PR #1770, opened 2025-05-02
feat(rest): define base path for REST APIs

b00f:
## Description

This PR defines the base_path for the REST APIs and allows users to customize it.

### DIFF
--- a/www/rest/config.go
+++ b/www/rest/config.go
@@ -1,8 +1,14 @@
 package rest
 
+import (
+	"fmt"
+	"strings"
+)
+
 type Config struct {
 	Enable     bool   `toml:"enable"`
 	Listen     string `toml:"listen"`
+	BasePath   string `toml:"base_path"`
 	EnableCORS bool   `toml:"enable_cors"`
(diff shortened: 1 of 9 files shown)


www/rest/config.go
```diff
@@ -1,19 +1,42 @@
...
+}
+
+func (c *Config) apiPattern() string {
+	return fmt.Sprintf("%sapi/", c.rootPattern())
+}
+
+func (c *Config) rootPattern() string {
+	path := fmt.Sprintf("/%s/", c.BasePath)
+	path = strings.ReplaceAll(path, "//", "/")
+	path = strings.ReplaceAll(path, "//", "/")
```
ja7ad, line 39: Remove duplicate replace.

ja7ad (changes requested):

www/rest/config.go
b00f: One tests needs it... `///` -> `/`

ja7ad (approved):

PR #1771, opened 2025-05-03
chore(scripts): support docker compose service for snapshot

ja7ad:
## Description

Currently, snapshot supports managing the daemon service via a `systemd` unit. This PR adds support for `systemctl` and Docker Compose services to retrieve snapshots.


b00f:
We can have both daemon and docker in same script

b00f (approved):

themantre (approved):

...

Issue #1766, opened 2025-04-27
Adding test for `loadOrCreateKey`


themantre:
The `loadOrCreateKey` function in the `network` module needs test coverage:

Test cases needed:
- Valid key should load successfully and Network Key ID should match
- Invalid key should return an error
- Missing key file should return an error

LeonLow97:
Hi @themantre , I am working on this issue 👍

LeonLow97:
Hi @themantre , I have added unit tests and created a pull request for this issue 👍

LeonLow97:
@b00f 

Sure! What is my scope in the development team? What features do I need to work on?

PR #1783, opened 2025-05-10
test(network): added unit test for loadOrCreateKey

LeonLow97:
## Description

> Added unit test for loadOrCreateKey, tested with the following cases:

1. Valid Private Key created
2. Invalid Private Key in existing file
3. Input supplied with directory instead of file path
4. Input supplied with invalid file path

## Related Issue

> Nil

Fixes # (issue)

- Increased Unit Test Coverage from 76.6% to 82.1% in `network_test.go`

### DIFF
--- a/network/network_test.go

---

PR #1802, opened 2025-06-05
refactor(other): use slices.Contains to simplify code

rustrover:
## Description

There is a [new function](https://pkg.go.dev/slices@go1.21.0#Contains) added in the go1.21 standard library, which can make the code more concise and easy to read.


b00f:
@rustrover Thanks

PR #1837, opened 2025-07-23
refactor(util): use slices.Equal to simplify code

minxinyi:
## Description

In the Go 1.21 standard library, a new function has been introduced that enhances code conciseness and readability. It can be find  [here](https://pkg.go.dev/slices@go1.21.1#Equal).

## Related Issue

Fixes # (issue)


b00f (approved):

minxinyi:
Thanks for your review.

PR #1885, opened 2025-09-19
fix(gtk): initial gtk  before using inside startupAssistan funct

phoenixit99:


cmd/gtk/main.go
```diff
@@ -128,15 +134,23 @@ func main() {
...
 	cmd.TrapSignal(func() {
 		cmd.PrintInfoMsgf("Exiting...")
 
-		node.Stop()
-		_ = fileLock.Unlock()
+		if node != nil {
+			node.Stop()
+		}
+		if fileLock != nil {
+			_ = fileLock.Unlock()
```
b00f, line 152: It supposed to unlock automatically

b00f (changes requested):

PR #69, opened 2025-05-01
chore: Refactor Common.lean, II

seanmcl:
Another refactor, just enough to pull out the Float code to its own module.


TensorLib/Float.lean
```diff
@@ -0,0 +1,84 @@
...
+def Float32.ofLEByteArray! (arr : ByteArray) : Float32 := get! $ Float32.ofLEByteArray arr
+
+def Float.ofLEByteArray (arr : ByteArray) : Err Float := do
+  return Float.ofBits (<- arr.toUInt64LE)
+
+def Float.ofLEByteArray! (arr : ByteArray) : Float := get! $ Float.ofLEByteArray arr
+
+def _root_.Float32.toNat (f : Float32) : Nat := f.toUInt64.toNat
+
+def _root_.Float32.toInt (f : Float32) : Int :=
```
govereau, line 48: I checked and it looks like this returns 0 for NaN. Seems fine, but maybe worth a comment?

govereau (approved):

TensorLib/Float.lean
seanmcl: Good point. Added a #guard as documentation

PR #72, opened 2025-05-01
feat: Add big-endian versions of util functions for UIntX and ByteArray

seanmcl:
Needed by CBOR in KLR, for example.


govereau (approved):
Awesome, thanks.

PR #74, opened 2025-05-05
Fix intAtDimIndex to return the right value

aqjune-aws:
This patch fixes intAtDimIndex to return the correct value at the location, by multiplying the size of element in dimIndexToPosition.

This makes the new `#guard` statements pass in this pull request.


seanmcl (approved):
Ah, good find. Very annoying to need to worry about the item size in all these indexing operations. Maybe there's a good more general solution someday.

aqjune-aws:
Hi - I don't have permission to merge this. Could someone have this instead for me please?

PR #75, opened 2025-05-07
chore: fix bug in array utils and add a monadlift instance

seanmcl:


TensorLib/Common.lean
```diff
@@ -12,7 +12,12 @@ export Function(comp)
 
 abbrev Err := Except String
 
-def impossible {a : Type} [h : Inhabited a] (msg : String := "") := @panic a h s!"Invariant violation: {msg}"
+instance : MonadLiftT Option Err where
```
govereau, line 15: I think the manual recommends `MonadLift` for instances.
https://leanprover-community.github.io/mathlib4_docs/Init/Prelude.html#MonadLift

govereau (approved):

_What the task requires_.
Scan the listing above for the line that has "Hi @themantre , I am working on this issue 👍", then copy exactly from that line through the line that has "--- a/network/network_test.go".

_Answer for the task_.
Hi @themantre , I am working on this issue 👍

LeonLow97:
Hi @themantre , I have added unit tests and created a pull request for this issue 👍

LeonLow97:
@b00f 

Sure! What is my scope in the development team? What features do I need to work on?

PR #1783, opened 2025-05-10
test(network): added unit test for loadOrCreateKey

LeonLow97:
## Description

> Added unit test for loadOrCreateKey, tested with the following cases:

1. Valid Private Key created
2. Invalid Private Key in existing file
3. Input supplied with directory instead of file path
4. Input supplied with invalid file path

## Related Issue

> Nil

Fixes # (issue)

- Increased Unit Test Coverage from 76.6% to 82.1% in `network_test.go`

### DIFF
--- a/network/network_test.go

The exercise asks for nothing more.